Bedside Ultrasound: A Personal Experience

By Martin Pham-Dinh, MD
This article has been translated into English from French and edited from a post that first appeared on Association Des Medecins D’Urgence du Quebec.

I have been practicing emergency medicine for 17 years, and have performed ultrasound since 2003. I currently work in two urban emergency departments in Quebec, Canada: Hull and Gatineau.

Several things have changed since “the good old days” when I used to move my radiology patients to borrow the ultrasound machine on evenings and weekends. The most recent technological developments have been ultra-portable devices. I like the term POCUS-IP, or point-of-care ultrasound in your pocket.

My interest with point-of-care ultrasound technologies began many years ago. I had become embittered with all the delays associated with using only one ultrasound machine in a department where four doctors were working simultaneously in four different areas. When I needed to conduct an ultrasound examination, I had to find, move, start, clean, do the exam, clean, and then return the machine to its original location. All of this took a tremendous amount of time.

In 2003, when the indications for this type of examination were limited, and I only did one or maybe two exams a day, the delay in access to ultrasound didn’t matter that much. However, by 2017, I could do five to six exams a day, but the reality is that I don’t. To be honest, I’m lazy. Like most of my colleagues, I do an exam only when I really feel obliged to find, move, start, clean, examine, clean, and then return the machine to its original place.

My experience and frustrations with lack of access to ultrasound prompted me to contact Clarius, a Canadian company that has developed an ultraportable ultrasound device. They allowed me to try one of their devices, the C3, for three weeks.

From the first day, I fell in love with the idea of IP POCUS. Why? Because all the deadlines are gone. I am now convinced that this technology will transform my practice as much as my first ultrasound course did.

The clinical process of ultrasound examination immediately became more effective. I take the device out of the pouch that is attached to my belt, open the application on my iPhone, apply gel to the patient, do the exam, and put it back in its pouch. It’s that simple. The images and videos are automatically downloaded and I can quickly integrate them into my electronic medical record. I now actually do five to six exams a day.
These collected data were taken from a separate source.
PR #76, opened 2023-03-01
FLPATH-6: Add more tests coverage to notification-service

nirarg:


eloycoto (approved):

notification-service/src/test/java/com/redhat/parodos/notification/dto/NotificationAssemblerDTOTest.java
```diff
@@ -0,0 +1,60 @@
...
+
+class NotificationAssemblerDTOTest {
+
+	@Test
+	void toModel() {
+		NotificationRecord entity = Mockito.mock(NotificationRecord.class);
+		NotificationMessage notificationMessage = Mockito.mock(NotificationMessage.class);
+
+		String messageBody = "message-body-test";
+		Instant messageCreation = Instant.now();
```
gciavarrini, line 24: To improve test quality, best practices recommend to do not use `Instant.now()` because you can't assert the exact value since it's different in each execution.
I understand that in this situation is not a critical point, but I'd like to suggest anyway to use something like `Instant.parse("2023-03-01T10:30:00.00Z")` to have a clean codebase.

notification-service/src/test/java/com/redhat/parodos/notification/service/NotificationMessageServiceTest.java
```diff
@@ -0,0 +1,59 @@
...
+		Mockito.when(notificationUserService.findUsers(usernames)).thenReturn(usersToNotify);
+
+		NotificationMessageService notificationMessageServiceImpl = new NotificationMessageServiceImpl(
+				notificationMessageRepository, notificationUserService, notificationRecordService, securityUtil);
+		notificationMessageServiceImpl.createNotificationMessage(notificationMessageCreateRequestDTO);
+
+		Mockito.verify(notificationMessageCreateRequestDTO, Mockito.times(1)).getMessageType();
+		Mockito.verify(notificationMessageCreateRequestDTO, Mockito.times(1)).getBody();
+		Mockito.verify(notificationMessageCreateRequestDTO, Mockito.times(1)).getSubject();
+		Mockito.verify(notificationMessageCreateRequestDTO, Mockito.times(2)).getUsernames();
```
gciavarrini, line 50: Question for learning: why are there two invocations of `getUsernames()` ?

notification-service/src/test/java/com/redhat/parodos/notification/dto/NotificationAssemblerDTOTest.java
nirarg: I use this in the beginning of the test so I can use the same Instant for all steps
In this case it doesn't matter what is the value assigned, the validation is done on the object itself, the same like when I generate random UUID
I can change it, but I don't think it must

notification-service/src/test/java/com/redhat/parodos/notification/service/NotificationMessageServiceTest.java
nirarg: The first time is used for building the Notification Message (inner function - `buildNotificationMessage`) and the second is used to find the Notification User (in the main called function - `createNotificationMessage`)

PR #82, opened 2023-03-06
AuthN: based all authentication on LDAP.

eloycoto:
This commit addresses authentication in the workflow-service using LDAP service. The behaviour is the following:

- For local development, it'll consume a local ldap unbounded service.
- For testing, a hacky ldap service is deployed, a super simple one and without many checkers.
- Local development profile is now extending values from Security auth profile, so things will not be messy in future changes.

The integration tests are now with CSRF&CORS enabled, so changes in the workflow examples are also made.

This commit address only Authentication; there is zero authorization in place.

Fix FLPATH-151


workflow-service/src/main/java/com/redhat/parodos/security/LocalSecurityConfiguration.java
```diff
@@ -36,43 +38,15 @@
 
 @Profile("local")
```
pkliczewski, line 39: We changed profile to `dev` [here](https://github.com/redhat-developer/parodos/pull/82/files#diff-a547c06eb8a140e1fc0f5e3b1d977f0055bf3ed5b09158296b24ff775e1fa878R39). Should this be updated as well?

workflow-service/src/main/java/com/redhat/parodos/security/SecurityConfiguration.java
```diff
@@ -33,16 +57,40 @@
  *
  */
 
+@Component
 @Configuration
 @Profile("!local")
```
pkliczewski, line 62: Same here

workflow-service/src/main/java/com/redhat/parodos/security/LocalSecurityConfiguration.java
eloycoto: It's ok, mainly because local uses the internal ldif server and dev uses the ldap connection to the openldap server.

workflow-service/src/main/java/com/redhat/parodos/security/SecurityConfiguration.java
eloycoto: https://github.com/redhat-developer/parodos/pull/82#discussion_r1128052180

workflow-service/src/main/java/com/redhat/parodos/WorkflowServiceApplication.java
```diff
@@ -30,6 +33,8 @@
 @EnableScheduling
 @EnableWebSecurity
 @EnableAspectJAutoProxy
+@EnableConfigurationProperties
+@ConfigurationPropertiesScan("com.redhat.parodos")
```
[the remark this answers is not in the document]
eloycoto: If I do not add that, It's not working :\

workflow-service/src/main/java/com/redhat/parodos/config/properties/LdapConnectionProperties.java
```diff
@@ -0,0 +1,36 @@
...
+import lombok.Setter;
+import org.springframework.boot.context.properties.ConfigurationProperties;
+import org.springframework.boot.context.properties.ConfigurationPropertiesScan;
+
+@ConfigurationProperties(prefix = "spring.ldap.connection")
+@ConfigurationPropertiesScan
+public class LdapConnectionProperties {
+
+	@Getter
+	@Setter
```
gciavarrini, line 13: Question: Do you use `@Setter` and `@Getter` instead of `@Data` because you want **both** getter and setter methods to be package private?
In addition, is there any need to support `toString` and `equals`?

workflow-service/src/main/resources/application-dev.yml
```diff
@@ -1,4 +1,17 @@
 logging:
   level:
     ROOT: INFO
-    com.redhat.parodos: DEBUG
\ No newline at end of file
+    com.redhat.parodos: INFO
```
gciavarrini, line 4: Why not debug for development?

workflow-service/src/main/java/com/redhat/parodos/config/properties/LdapConnectionProperties.java
eloycoto: toString or equals are not needed, the @Data I didn't know about it!

lshannon (approved):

I don’t question whether I should or should not do an ultrasound, I do it. There is no longer a barrier.

Many people ask, “Is the quality good?” My answer is simple. This device is more powerful than our old machine which is 10 years old, but less efficient than our recent machine with several probes, which has a value of more than $50,000.

The biggest impact of IP POCUS is not the quality of the picture, it is the availability of the device. Performing an ultrasound because it is immediately available is much better than not doing it because  I have to find, move, start, clean, examine, and return the large machine.

For the same reason that my smartphone has become my main camera, because the device stays in my pocket, the IP POCUS will change my practice. My big digital DSLR camera has been collecting dust for several years in a drawer.

Patients’ appreciation for the quality of my work has also increased. A colleague recently took the time to tell me that a patient repeated to him twice with a look of admiration, “He pulled this little thing out of his pocket and looked into my heart!”

The more my interest in this device grows, the more I questioned myself: can I really afford not to have this device? My emergency department will not invest in an ultra-portable device because this kind of product would not last 12 months in the hands of 40 emergency physicians. As a group, we are very tough with medical equipment.

Because of the financial investment involved with purchasing a portable ultrasound device, I wanted to try another solution. I first tried the General Electric V-Scan dual probe. There are two small probes: one flat and one heart. The quality of images for the heart is better, but as expected, it is more difficult to visualize the abdomen with a heart probe. The flat probe offers the advantage of being useful for the techniques. I haven’t tried the Philips Lumify because this product is not available in Canada.

In the end, there is no big winner. All devices have their advantages and disadvantages. You just have to choose the best option for yourself. I have also learned that if one expects perfection, one never advances, so I got a device that suited me. I have never done so many ultrasounds in my life as in the last three weeks!

After a few weeks of use, I can tell you that given the time saved and the facility to perform additional examinations, the cost of acquisition is negative. The device gives back more than it costs and the biggest benefit is not monetary; it’s the better quality and pleasure of my work.